By Edward Boyd, Tibit Communications, Inc; Edward Walter, AT&T, Inc.; Fernando Villarruel, Ciena Corp
With multiple operators announcing field trials and devices becoming available, we wanted to write a paper on 25 Gbps PON to explore the bandwidth, latency, upgrade, and cost impacts. The three authors of this paper represent a component supplier, a system provider, and a major operator. From the component level, we want to understand the cost and technology differences between the 10 Gbps PON technologies, 25 Gbps PON technologies, and the future 50 Gbps/100 Gbps PON standards. From a system level, we will explain the coexistence and upgrade paths from lower PON speeds to 25 Gbps. From an operator perspective, we want to explore the use cases for a 25 Gbps symmetric PON solution. Finally, this paper explains the expected bandwidth and latency possibilities with a 25 Gbps PON system. PON has very significant overhead from forward error correction, framing, and burst overheads that will drop the 25 Gbps line rate. In the upstream direction, tradeoffs must be made between low latency and high bandwidth. This paper will present some simple models to explore those tradeoffs.
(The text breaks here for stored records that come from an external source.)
Issue #748, opened 2014-01-14
StackOverflowError is swallowed 


zsxwing:
The following code should have thrown StackOverflowError:

``` java
        final PublishSubject<Integer> a = PublishSubject.create();
        final PublishSubject<Integer> b = PublishSubject.create();
        a.subscribe(new Observer<Integer>() {

            @Override
            public void onCompleted() {

            }

            @Override
            public void onError(Throwable e) {
                e.printStackTrace();
            }

            @Override
            public void onNext(Integer args) {
                System.out.println(args);
            }
        });
        b.subscribe(new Observer<Integer>() {

            @Override
            public void onCompleted() {

            }

            @Override
            public void onError(Throwable e) {
                e.printStackTrace();
            }

            @Override
            public void onNext(Integer args) {
                System.out.println(args);
            }
        });
        a.subscribe(new Observer<Integer>() {

            @Override
            public void onCompleted() {

            }

            @Override
            public void onError(Throwable e) {
                e.printStackTrace();
            }

            @Override
            public void onNext(Integer args) {
                b.onNext(args + 1);
            }
        });
        b.subscribe(new Observer<Integer>() {

            @Override
            public void onCompleted() {

            }

            @Override
            public void onError(Throwable e) {
                e.printStackTrace();
            }

            @Override
            public void onNext(Integer args) {
                a.onNext(args + 1);
            }
        });
        a.onNext(1);
```

However, StackOverflowError is swallowed.
The problem is the following line in SafeObserver: https://github.com/Netflix/RxJava/blob/0b1b6e7a91d89ad63263b80747f0bd4683fe4ba2/rxjava-core/src/main/java/rx/operators/SafeObserver.java#L117

``` java
            RxJavaPlugins.getInstance().getErrorHandler().handleError(e);
```

When StackOverflowError is thrown, there is few stack space. However, this line will generate too big stack frame and cause the thread crash. If I comment out this line, I can observe StackOverflowError.

Reported by Samuel at https://groups.google.com/forum/#!topic/rxjava/eraZ-32w1gQ

PR #6956, opened 2020-04-11
3.x: Fix scheduled tasks' fatal exception behavior

### LINKED ISSUE #6954: 3.x: Exceptions will be swallowed when schedulers are involved

akarnokd:
Fatal exceptions may be lost with scheduled direct & scheduled periodic direct tasks because `FutureTask` simply treats them as exceptional outcomes. For regular tasks, [ScheduledRunnable](https://github.com/ReactiveX/RxJava/blob/3.x/src/main/java/io/reactivex/rxjava3/internal/schedulers/ScheduledRunnable.java#L67) already avoids rethrowing fatal errors as it would go nowhere.

This PR adds this behavior to the direct runnable tasks.

Resolves #6954

### DIFF
--- a/src/main/java/io/reactivex/rxjava3/core/Scheduler.java
+++ b/src/main/java/io/reactivex/rxjava3/core/Scheduler.java
@@ -18,11 +18,9 @@ import java.util.concurrent.TimeUnit;
 
 import io.reactivex.rxjava3.annotations.*;
 import io.reactivex.rxjava3.disposables.Disposable;
-import io.reactivex.rxjava3.exceptions.Exceptions;
 import io.reactivex.rxjava3.functions.Function;
 import io.reactivex.rxjava3.internal.disposables.*;
 import io.reactivex.rxjava3.internal.schedulers.*;
-import io.reactivex.rxjava3.internal.util.ExceptionHelper;
 import io.reactivex.rxjava3.plugins.RxJavaPlugins;
 import io.reactivex.rxjava3.schedulers.SchedulerRunnableIntrospection;
 
@@ -542,9 +540,9 @@ public abstract class Scheduler {
                 try {
                     run.run();
                 } catch (Throwable ex) {
-                    Exceptions.throwIfFatal(ex);
-                    worker.dispose();
-                    throw ExceptionHelper.wrapOrThrow(ex);
+                    // Exceptions.throwIfFatal(ex); nowhere to go
+                    dispose();
+                    RxJavaPlugins.onError(ex);
                 }
             }
         }
@@ -588,8 +586,8 @@ public abstract class Scheduler {
             try {
                 decoratedRun.run();
             } finally {
-                dispose();
                 runner = null;
+                dispose();
             }
         }
 
--- a/src/main/java/io/reactivex/rxjava3/core/Scheduler.java
+++ b/src/main/java/io/reactivex/rxjava3/core/Scheduler.java
@@ -543,6 +543,7 @@ public abstract class Scheduler {
                     // Exceptions.throwIfFatal(ex); nowhere to go
                     dispose();
                     RxJavaPlugins.onError(ex);
+                    throw ex;
                 }
             }
         }
@@ -584,7 +585,13 @@ public abstract class Scheduler {
         public void run() {
             runner = Thread.currentThread();
             try {
-                decoratedRun.run();
+                try {
+                    decoratedRun.run();
+                } catch (Throwable ex) {
+                    // Exceptions.throwIfFatal(e); nowhere to go
+                    RxJavaPlugins.onError(ex);
+                    throw ex;
+                }
             } finally {
                 dispose();
                 runner = null;
--- a/src/main/java/io/reactivex/rxjava3/core/Scheduler.java
+++ b/src/main/java/io/reactivex/rxjava3/core/Scheduler.java
@@ -586,8 +586,8 @@ public abstract class Scheduler {
             try {
                 decoratedRun.run();
             } finally {
-                runner = null;
                 dispose();
+                runner = null;
             }
         }
 
--- a/src/main/java/io/reactivex/rxjava3/internal/schedulers/ScheduledDirectPeriodicTask.java
+++ b/src/main/java/io/reactivex/rxjava3/internal/schedulers/ScheduledDirectPeriodicTask.java
@@ -37,7 +37,6 @@ public final class ScheduledDirectPeriodicTask extends AbstractDirectTask implem
         try {
             runnable.run();
             runner = null;
-            lazySet(FINISHED);
         } catch (Throwable ex) {
             // Exceptions.throwIfFatal(ex); nowhere to go
             runner = null;
--- a/src/main/java/io/reactivex/rxjava3/internal/schedulers/ScheduledDirectPeriodicTask.java
+++ b/src/main/java/io/reactivex/rxjava3/internal/schedulers/ScheduledDirectPeriodicTask.java
@@ -42,6 +42,7 @@ public final class ScheduledDirectPeriodicTask extends AbstractDirectTask implem
             runner = null;
             dispose();
             RxJavaPlugins.onError(ex);
+            throw ex;
         }
     }
 }
--- a/src/main/java/io/reactivex/rxjava3/internal/schedulers/ScheduledDirectPeriodicTask.java
+++ b/src/main/java/io/reactivex/rxjava3/internal/schedulers/ScheduledDirectPeriodicTask.java
@@ -16,7 +16,6 @@
 
 package io.reactivex.rxjava3.internal.schedulers;
 
-import io.reactivex.rxjava3.exceptions.Exceptions;
 import io.reactivex.rxjava3.plugins.RxJavaPlugins;
 
 /**
@@ -39,7 +38,7 @@ public final class ScheduledDirectPeriodicTask extends AbstractDirectTask implem
             runnable.run();
             runner = null;
         } catch (Throwable ex) {
-            Exceptions.throwIfFatal(ex);
+            // Exceptions.throwIfFatal(ex); nowhere to go
             runner = null;
             lazySet(FINISHED);
             RxJavaPlugins.onError(ex);
--- a/src/main/java/io/reactivex/rxjava3/internal/schedulers/ScheduledDirectPeriodicTask.java
+++ b/src/main/java/io/reactivex/rxjava3/internal/schedulers/ScheduledDirectPeriodicTask.java
@@ -37,10 +37,11 @@ public final class ScheduledDirectPeriodicTask extends AbstractDirectTask implem
         try {
             runnable.run();
             runner = null;
+            lazySet(FINISHED);
         } catch (Throwable ex) {
             // Exceptions.throwIfFatal(ex); nowhere to go
             runner = null;
-            lazySet(FINISHED);
+            dispose();
             RxJavaPlugins.onError(ex);
         }
     }
--- a/src/main/java/io/reactivex/rxjava3/internal/schedulers/ExecutorScheduler.java
+++ b/src/main/java/io/reactivex/rxjava3/internal/schedulers/ExecutorScheduler.java
@@ -320,6 +320,10 @@ public final class ExecutorScheduler extends Scheduler {
                 }
                 try {
                     actual.run();
+                } catch (Throwable ex) {
+                    // Exceptions.throwIfFatal(ex); nowhere to go
+                    RxJavaPlugins.onError(ex);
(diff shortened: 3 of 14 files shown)


src/main/java/io/reactivex/rxjava3/internal/schedulers/ScheduledDirectPeriodicTask.java
```diff
@@ -39,7 +38,7 @@ public void run() {
             runnable.run();
             runner = null;
         } catch (Throwable ex) {
-            Exceptions.throwIfFatal(ex);
+            // Exceptions.throwIfFatal(ex); nowhere to go
```
jxdabc, line 41: But it seems make #748 a problem again. It seems tricky to balance this issue and #748. After all, if we passed StackOverflowError to RxJavaPlugins.onError(), RxJavaPlugins.onError() should throw it and it will be swallowed again.

I think customizing the future task will completely solve #748 and this issue. JDK supports that and at least as I know Android are using that approach. And I think it is not complex as the core code is only implementing the JDK's interface. It even simplifies the schedulers implementation, as I see ; )

jxdabc (commented):
I'm sorry, I think I made a mistake.
I'll check it.

akarnokd:
> this will halt the application when stack overflow:

I don't understand. As far as I know, calling the uncaught exception handler on Android kills your app. On desktop, such calls do nothing but the repetition of the `schedulePeriodicallyDirect` should end.

jxdabc:
> > this will halt the application when stack overflow:
> 
> I don't understand. As far as I know, calling the uncaught exception handler on Android kills your app. On desktop, such calls do nothing but the repetition of the `schedulePeriodicallyDirect` should end.

I am sorry. I think I made a mistake when simplifies #748 case. The key point is when StackOverflowError ocurrs calling error hander without throw may cause stack full again. That is also why I selected a complex approach. I'll check it.

jxdabc:
> > this will halt the application when stack overflow:
> 
> I don't understand. As far as I know, calling the uncaught exception handler on Android kills your app. On desktop, such calls do nothing but the repetition of the `schedulePeriodicallyDirect` should end.

Hi, akarnokd, sorry to the above mistake.

Personally,  I think this approach has some flaws.


1 - This approach means we'll catch fatal exceptions instead of throwing it through the call stack. But the functions on the call stack may need this exception to clean/stop itself. For example, this change will make periodic tasks unable to stop (at least on desktop or server):


    @Test // Fail
    public void periodicTaskShouldStopOnError() throws Exception {
        AtomicInteger repeatCount = new AtomicInteger();
        new ComputationScheduler().schedulePeriodicallyDirect(new Runnable() {
            @Override
            public void run() {
                repeatCount.incrementAndGet();
                if (true) {
                    throw new OutOfMemoryError();
                }
            }
        }, 0, 500, TimeUnit.MILLISECONDS);

        Thread.sleep(1000 * 3);
        assertEquals(1, repeatCount.get());
    }


2 - To solve the above problem, we need to rethrow the exception after RxJavaPlugins.onError() or make RxJavaPlugins.onError() to throw after calling the uncaughtExceptionHandler of the thread. This actullay makes some exceptions to be handled more than once. And I think it will make things more and more complex as we solve those cases one by one.

3 - If we are able to check exceptions in the Future as #6954 mentioned (and JDK has given us all we need). Exception handing in RxJava will be simpler and easier as we do elsewhere: make RxJavaPlugins.onError() handle/propagate the exception and continue the work, or make RxJavaPlugins.onError() throws and exceptions go through the stack to do whatever clean/stop needed and finally to the uncaughtExceptionHandler of the thread.

jxdabc:
Disposing the periodic task on error may be a little tricky workaround. 

1 - The periodic FutureTask is canceled asynchronously, until PeriodicDirectTask.setFuture is done. This may cause the periodic task to run some more rounds before actually stop. The following test almost can't success on my laptop:

    @Test
    public void periodicTaskShouldStopOnError() throws InterruptedException {
        try {
            // suppress log
            RxJavaPlugins.setErrorHandler((e) -> {});

            CountDownLatch latch = new CountDownLatch(1000);

            AtomicInteger assertCount = new AtomicInteger();
            for (int i = 0; i < 1000; i++) {
                new Thread(new Runnable() {
                    @Override
                    public void run() {
                        try {
                            periodicTaskShouldStopOnErrorOnce();
                        } catch (AssertionError e) {
                            e.printStackTrace();
                            assertCount.incrementAndGet();
                        } catch (Exception e) {
                        } finally {
                            latch.countDown();
                        }
                    }
                }).start();
            }

            latch.await();
            assertEquals(0, assertCount.get());
        } finally {
            RxJavaPlugins.reset();
        }
    }

    private void periodicTaskShouldStopOnErrorOnce() throws Exception {
        AtomicInteger repeatCount = new AtomicInteger();

        Schedulers.computation().schedulePeriodicallyDirect(new Runnable() {
            @Override
            public void run() {
                repeatCount.incrementAndGet();
                if (true) {
                    throw new OutOfMemoryError();
                }
            }
        }, 0, 1, TimeUnit.NANOSECONDS);

        Thread.sleep(200);

        assertEquals(1, repeatCount.get());
    }

2 - I wonder whether we should route InterruptibleRunnable's & BooleanRunnable's errors to RxJavaPlugins.onError() as well. If not, I have to handle errors both in RxJavaPlugins.onError() and thread's uncaught exception handlers. When schedulers are involved, errors may be pass to either of the two. 

3 - My original PR was actually intending to make things easy for my team: we only need to set an error handle via RxJavaPlugins.setErrorHandler which prints a log for not-a-matter error and rethrow for fatal erros and every thing goes fine. However, maybe I could replace all schedulers with RxJavaPlugins.setXXXSchedulerHandler without change the main stream though I think my original PR simplifies implemetation of the main stream without side effect as I could see.

akarnokd:
1. Looks like the periodic task should be crashed nonetheless.
2. Yes, task wrapper behavior should be consistent across.
3. "make things easy for my team" - that's why I encourage people to write their own hooks and components to workaround very specific corner cases.

jxdabc:
> 2. Yes, task wrapper behavior should be consistent across.

Would you like to do this in this PR or later?

jxdabc (approved):

jxdabc (approved):

jxdabc (approved):

jxdabc (approved):

src/main/java/io/reactivex/rxjava3/core/Scheduler.java
```diff
@@ -542,9 +540,10 @@ public void run() {
                 try {
                     run.run();
                 } catch (Throwable ex) {
-                    Exceptions.throwIfFatal(ex);
-                    worker.dispose();
-                    throw ExceptionHelper.wrapOrThrow(ex);
+                    // Exceptions.throwIfFatal(ex); nowhere to go
+                    dispose();
+                    RxJavaPlugins.onError(ex);
+                    throw ex;
```
akarnokd, line 546: @JakeWharton Does this syntax work with Android desugar (rethrowing final `Throwable`s)?

JakeWharton: Hmm this looks like a normal throw. I don't understand what might be a compatibility concern here.

akarnokd: The Java 7 compiler feature that let's you rethrow constant cheched or `Throwable` exceptions from within a `catch` block, even if the method didn't specify a `throws` clause.

JakeWharton: Ah, missed it was `Throwable`. Checked exceptions are only a feature of the Java compiler not the Java bytecode so yeah the Android toolchain won't care 👍 .

jxdabc:
Great, that fixed all corner cases I could see.
But I wonder whether calling RxJavaPlugins.onError(ex) (calling uncaught exception handler) in the middle of exception throw chain is good and intuitional. A little tricky as I see.
If you'd have a look on #6955, the original PR. It requires no more change than this one, handling Future related erros in ONE place and not calling uncaught exception handler in the middle of exception throw chain. It should pass all tests in this PR as well without modification. :)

Since analyses of both the ITU-T and IEEE standards would be prohibitive for a single document, this paper focuses on the 25GS MSA standard that uses the ITU-T’s XGS framework. (We believe that a significant amount of the analysis and conclusions would be the same for the IEEE’s 25G EPON.) The 25GS MSA defines a downstream rate of 25 Gbps with upstream rates of either 10 Gbps or 25 Gbps. This paper will only consider the 25 Gbps symmetric system where both upstream and downstream are 25 Gbps.
The results in this paper are largely based on modeling of the XGS and 25GS PON systems with some spot checking of the model in XGS mode from lab tests. Since 25GS technology is still in development, large system testing results are not available.